At Candlesby Hall three sons of the dead man, a corner of his bloodied scarlet coat still visible, blankets draped across his face, set about the doctor. The last Earl was still in the stables where his body had been taken. The medical man, Dr Miller, had just arrived. He was well past retirement age and had a frail appearance now, like one of his elderly patients. There were only wisps remaining of what had been a fine head of white hair. His teeth were not what they had once been either, leading him to tell his
housekeeper
that he was particularly fond of dishes like soup and scrambled eggs. His eyes were the worst affected by the ravages of time, but a pair of thick glasses left him still capable of reading.

The three sons crowded round the doctor. Richard, the eldest, had a great shock of red hair like the hair that could
be inspected on the portraits of his ancestors inside the house; Henry, the second son, was extremely tall and thin; Edward was short and tubby. Charles, the fourth son, was believed to be in London and had been summoned home. James, the youngest, was in his rooms, not invited out for this melancholy interview. Richard had refused to allow any of his brothers to take a last glance at their father.
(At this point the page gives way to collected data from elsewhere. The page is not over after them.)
PR #83, opened 2026-07-07
feat: add hover details to home activity heatmap

### LINKED ISSUE #75: feat希望能添加活动区域内格子的悬浮显示
Image

Image

希望能像codex等工具一样显示当日token消耗等详情

joyehuang:
## Summary
- add per-day token/cost data to Home activity heatmap cells
- show an immediate custom tooltip with date and token usage on hover
- add a smooth spotlight/highlight effect for hovered activity cells

Closes #75

## Tests
- npm run lint
- npm test -- tests/electron/usageCharts.test.js tests/electron/homeOverview.test.js

### DIFF
--- a/src/electron/renderer/app.js
+++ b/src/electron/renderer/app.js
@@ -2626,6 +2626,20 @@ function setupHomeActivityHover(scroller) {
   });
   scroller.addEventListener('pointerleave', hide);
   scroller.addEventListener('scroll', hide);
+  // The tooltip lives on document.body and is only dismissed by handlers on this
+  // scroller, which renderHome() throws away on every rebuild. Expose the latest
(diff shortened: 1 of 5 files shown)


Javis603:
Thanks @joyehuang, the tooltip and spotlight both look great!

I pushed one follow-up commit (a5a8226) before merging that fixes the tooltip lifecycle: the tooltip is attached to `document.body`, and only the scroller's own pointer handlers dismissed it. Since `renderHome()` rebuilds that scroller on every stats refresh, and leaving Home only hides the panel, a cell hovered across a refresh or view switch could leave a stale tooltip on screen. The fix exposes the hover teardown and calls it from `renderHome()` and whenever the active view is not Home.

PR #111, opened 2026-07-10
fix(limits): prefer fresh synced provider states

joyehuang:
## Summary

- prefer fresh provider observations over stale records from old or renamed devices
- keep stale quota data visible only when no fresh observation for that provider exists
- apply the same aggregation behavior in the Node hub and generated Worker copy

## Root cause

Configured accounts and unconfigured provider states can have different aggregation keys. An orphaned stale device could therefore keep a configured quota candidate while the current device reported a fresh `notConfigured` state, and the later provider collapse could select the stale quota instead of the current observation.

The aggregation pass now records which providers have fresh observations and excludes stale candidates whenever a current observation exists. If every observation is stale, the most useful stale quota remains visible as before.

## Impact

Synced dashboards reflect the current device/provider state instead of showing quota data left behind by a stale device id.

## Validation

- `npm run verify` (lint + 1028 tests)

---
## Summary by cubic
Prefer fresh provider states during limits aggregation so stale data from old or renamed devices can’t override the current state. Dashboards now reflect the current device/provider status.

- Bug Fixes
  - Ignore stale candidates when a fresh observation for that provider exists.
  - If fresh data exists, only consider configured accounts from fresh devices; otherwise keep the most useful stale configured quota.
  - Apply the same logic in `src/shared/limits.js` and `worker/src/shared/limits.js`, with tests covering these cases.

<sup>Written for commit 05a60acc764c60985ec0012134bb9283948f3abe. Summary will update on new commits.</sup>

<a href="https://cubic.dev/pr/Javis603/token-monitor/pull/111?utm_source=github" target="_blank" rel="noopener noreferrer" data-no-image-dialog="true"><picture><source media="(prefers-color-scheme: dark)" srcset="https://www.cubic.dev/buttons/review-in-cubic-dark.svg"><source media="(prefers-color-scheme: light)" srcset="https://www.cubic.dev/buttons/review-in-cubic-light.svg">Review in cubic</picture></a>

### DIFF
--- a/src/shared/limits.js
+++ b/src/shared/limits.js
@@ -339,16 +339,22 @@ function aggregateLimits(devices, staleAfterMs = 0, nowMs = Date.now()) {
   const aggregate = { updatedAt: new Date(nowMs).toISOString(), providers: [] };
   const byKey = new Map();
   const providersWithConfiguredAccounts = new Set();
+  const providersWithFreshConfiguredAccounts = new Set();
+  const providersWithFreshObservations = new Set();
 
   for (const device of devices || []) {
     const summary = normalizeLimitsSummary(device?.limits);
     for (const provider of summary.providers) {
-      if (isConfiguredProvider(provider)) providersWithConfiguredAccounts.add(provider.provider);
       const candidate = {
         ...provider,
         sourceDeviceId: String(device?.deviceId || ''),
         stale: isProviderStale(provider, summary, device, staleAfterMs, nowMs)
       };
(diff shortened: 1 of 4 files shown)


Javis603:
Thanks @joyehuang for the fresh synced provider state fix!

The new precedence is right: a fresh `notConfigured` observation should win over an orphaned stale quota, while stale provider data remains available when it is the only observation. The code and tests look good.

‘I’m the head of the family now, I’ll have you know, and I forbid you to look at him. I absolutely forbid it.’ Richard did not trust Henry or Edward not to let something out in their cups or in the taverns of Spilsby close by.

‘Now then, Dr Miller,’ he began, ‘I should like to remind you of the amount you owe this family. I’m referring, of course, to things more valuable than money, debts of
obligation
, favours that have to be repaid.’

‘Hear, hear,’ said his brothers, advancing still closer towards the doctor. They might not see eye to eye with Richard about very much, but on questions of family
honour
they hunted like a pack of hounds.

‘I’m not sure what you mean,’ said the doctor, shaking his head sadly. ‘What is it you want me to do?’

‘That’s better,’ said Richard grimly, ‘that’s more like it. I want you to say on the death certificate that my father died of natural causes. It was a heart attack or a stroke that killed him, whichever you think will be the most convincing.’